--- START ---
PR #12528, opened 2020-07-20
add debugging env for GC time window

wy65701436:
For debugging, the tester/users wants to run GC to delete the removed artifact immediately instead of waitting for two hours, add the env(_GC_BLOB_TIME_WINDOW) to meet this.

### DIFF
--- a/src/common/const.go
+++ b/src/common/const.go
@@ -154,6 +154,6 @@ const (
 	CountPerProject       = "count_per_project"
 	StoragePerProject     = "storage_per_project"
 
-	// ForeignLayer
-	ForeignLayer = "application/vnd.docker.image.rootfs.foreign.diff.tar.gzip"
+	// DefaultGCBlobTimeWindow is the reserve blob time window used by GC, default is 2 hours
+	DefaultGCBlobTimeWindow = 2
 )
--- a/src/common/const.go
+++ b/src/common/const.go
@@ -154,6 +154,6 @@ const (
 	CountPerProject       = "count_per_project"
 	StoragePerProject     = "storage_per_project"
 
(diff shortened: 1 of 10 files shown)


src/common/const.go
```diff
@@ -154,6 +154,6 @@ const (
 	CountPerProject       = "count_per_project"
 	StoragePerProject     = "storage_per_project"
 
-	// ForeignLayer
-	ForeignLayer = "application/vnd.docker.image.rootfs.foreign.diff.tar.gzip"
+	// DefaultGCBlobTimeWindow is the reserve blob time window used by GC, default is 2 hours
+	DefaultGCBlobTimeWindow = 2
```
heww, line 158: DefaultGCBlobTimeWindowHours = int64(2)

src/core/config/config.go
--- END ---
WHAT IS REQUIRED — Transcribe each entry verbatim, leaving none out.

EXERCISE SOLUTION —
PR #12528, opened 2020-07-20
add debugging env for GC time window

wy65701436:
For debugging, the tester/users wants to run GC to delete the removed artifact immediately instead of waitting for two hours, add the env(_GC_BLOB_TIME_WINDOW) to meet this.

### DIFF
--- a/src/common/const.go
+++ b/src/common/const.go
@@ -154,6 +154,6 @@ const (
 	CountPerProject       = "count_per_project"
 	StoragePerProject     = "storage_per_project"
 
-	// ForeignLayer
-	ForeignLayer = "application/vnd.docker.image.rootfs.foreign.diff.tar.gzip"
+	// DefaultGCBlobTimeWindow is the reserve blob time window used by GC, default is 2 hours
+	DefaultGCBlobTimeWindow = 2
 )
--- a/src/common/const.go
+++ b/src/common/const.go
@@ -154,6 +154,6 @@ const (
 	CountPerProject       = "count_per_project"
 	StoragePerProject     = "storage_per_project"
 
(diff shortened: 1 of 10 files shown)


src/common/const.go
```diff
@@ -154,6 +154,6 @@ const (
 	CountPerProject       = "count_per_project"
 	StoragePerProject     = "storage_per_project"
 
-	// ForeignLayer
-	ForeignLayer = "application/vnd.docker.image.rootfs.foreign.diff.tar.gzip"
+	// DefaultGCBlobTimeWindow is the reserve blob time window used by GC, default is 2 hours
+	DefaultGCBlobTimeWindow = 2
```
heww, line 158: DefaultGCBlobTimeWindowHours = int64(2)

src/core/config/config.go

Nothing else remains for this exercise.